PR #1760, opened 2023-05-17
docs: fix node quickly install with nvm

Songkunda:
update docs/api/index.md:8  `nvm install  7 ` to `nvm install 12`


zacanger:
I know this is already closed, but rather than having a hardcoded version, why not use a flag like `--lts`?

### Work task
All lines from the one containing "docs: fix node quickly install with nvm" to the end of the data above are to be set down exactly; no others belong in the answer.

### Answer below
docs: fix node quickly install with nvm

Songkunda:
update docs/api/index.md:8  `nvm install  7 ` to `nvm install 12`


zacanger:
I know this is already closed, but rather than having a hardcoded version, why not use a flag like `--lts`?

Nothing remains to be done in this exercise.